Parsha Shoftim
Deuteronomy 16:18 - 21:9

The Test of A Prophet ©
By Dr. Akiva G. Belk

This study of the weekly parsha is dedicated in the loving memory of Mrs. Ida Simmons Belk and Mr.Will Belk , may they rest in peace.

In this week's parsha the Torah defines what constitutes a prophet. How does one determine a prophet? How is a prophet measured? Who qualifies as a prophet? Many Christian Messianics automatically accept without serious consideration that Jesus was a prophet. On the other hand not everyone agrees with their assessment. Jews do not accept Jesus as a prophet. If you would like to know why, this article will offer some insight.

The Torah's definition and directions regarding a prophet are found in Deuteronomy 18:22, "If the prophet will speak in the Name of Hashem and that thing will not occur and not come about -- that is the word that Hashem has not spoken; with willfulness has the prophet spoken it, you should not fear him."

There are many examples of Hashem speaking to His prophets:

When Hashem spoke to Moshe many of these statements began with the words, "Hashem spoke to Moshe saying, 'Speak to the Children of Yisroel...'"

When Hashem spoke to Isaiah and Ezekiel many of these statements began with the words,
"The word of Hashem came to Isaiah saying..."
"The word of Hashem came to Ezekiel saying..."

The Tenach also records the above phraseology for many of the other prophets...

When Hashem spoke to Jeremiah many of these statements began with the words, "The word that came to Jeremiah from Hashem saying..."

The point is that the prophet identifies that what he is about to say is directly from Hashem.

The writings that record Jesus' words do not make any such reference. Many of Jesus references are to his Father in Heaven. People of many different religious beliefs consider G-d their Father in Heaven. That is not unique or particular to one individual or one religion. Such statements should not be thought of as one speaking in behalf of G-d.
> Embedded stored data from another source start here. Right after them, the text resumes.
PR #1434, opened 2021-01-13
Export images from Sanity and resize them locally

VWSCoronaDashboard:
## Summary

This PR adds scripts to automatically [download images from Sanity](https://www.sanity.io/docs/migrating-data#1-export) to the filesystem and resize them with [Sharp](https://sharp.pixelplumbing.com/).

It adds:

1. A `yarn image:download` command
2. A `yarn image:resize` command
3. A `yarn image` command that calls download and resize sequentially through [npm-run-all](https://www.npmjs.com/package/npm-run-all)

## Motivation

In our CMS, content managers can upload images. Due to security and technical availability concerns, we want to serve these images from our own server behind Akamai. 

We also want to resize/optimize these images automatically, because serving original images will lead to very high bandwidth.

## Detailed design

**Image downloading**

First, I `rm -rf` all folders containing the raw export, original sanity images and resized images. 

We call `sanity dataset export development|production export` from the CMS folder. We do this through a little bash script that also unzips the file and moves the assets to `packages/app/public/sanity/`

**Image resizing**

Since Next.js choose Sharp for image resizing, I made the same choice. We could have chosen ImageMagick too, but Sharp is easier to install through NPM and seems to be faster and actively maintained.

We loop over all the files in `packages/app/public/sanity/`. For every file we find, we loop over the sizes array and write new files to the filesystem.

Many believe that Jesus has the inside track, so to speak, because they believe Jesus is a descendant of G-d. (I encourage you to read the article, G-d is Not a Man.) Yet when all is said and done, almost two thousand years after Jesus' death, there is no evidence of even one word of anything he said coming to pass. Jesus is credited with one statement in Matthew 24:2 used by Dr. Josh McDowell in his book Evidence That Demands a Verdict : "'See all these things! I tell you the truth, not one stone here will be left on another; every one will be thrown down.'" This statement which appears to have been in regards to the Holy Temple was recorded after the destruction. When a prediction is written after an event takes place it cannot be acknowledged as a prediction as in this case. Now after two thousand years it is clear that Jesus' prophesies have not occurred and as a result according to Deuteronomy 18:22 Jesus cannot be considered a prophet.

Yet no one is prohibiting you from believing and believing and believing whatever you want. However, Christian Messianic claims that Jesus is a prophet are not supported by what he is purported to have said in the New Testament. (I use the word "purported" because many of the writings in the New Testament are from unnamed sources, not supported by dates and times.) This presents an interesting dilemma for those believing G-d is the Father and Jesus is His son. And the question is, Is G-d's word in Deuteronomy validated or expired? Many Christian Messianic religious leaders for a variety of reasons support the idea that G-d's word in Deuteronomy is expired. They support the concept of "Old Testament" with the purported meaning: 'no longer valid, phased out and replaced by the New Testament.'

Obviously, Jews do not agree with the Christian Messianic assessment of our Tenach, but I understand why Christian Messianics find it necessary to draw such unsupported conclusions. Many conflicts like the one aforementioned force them into this position.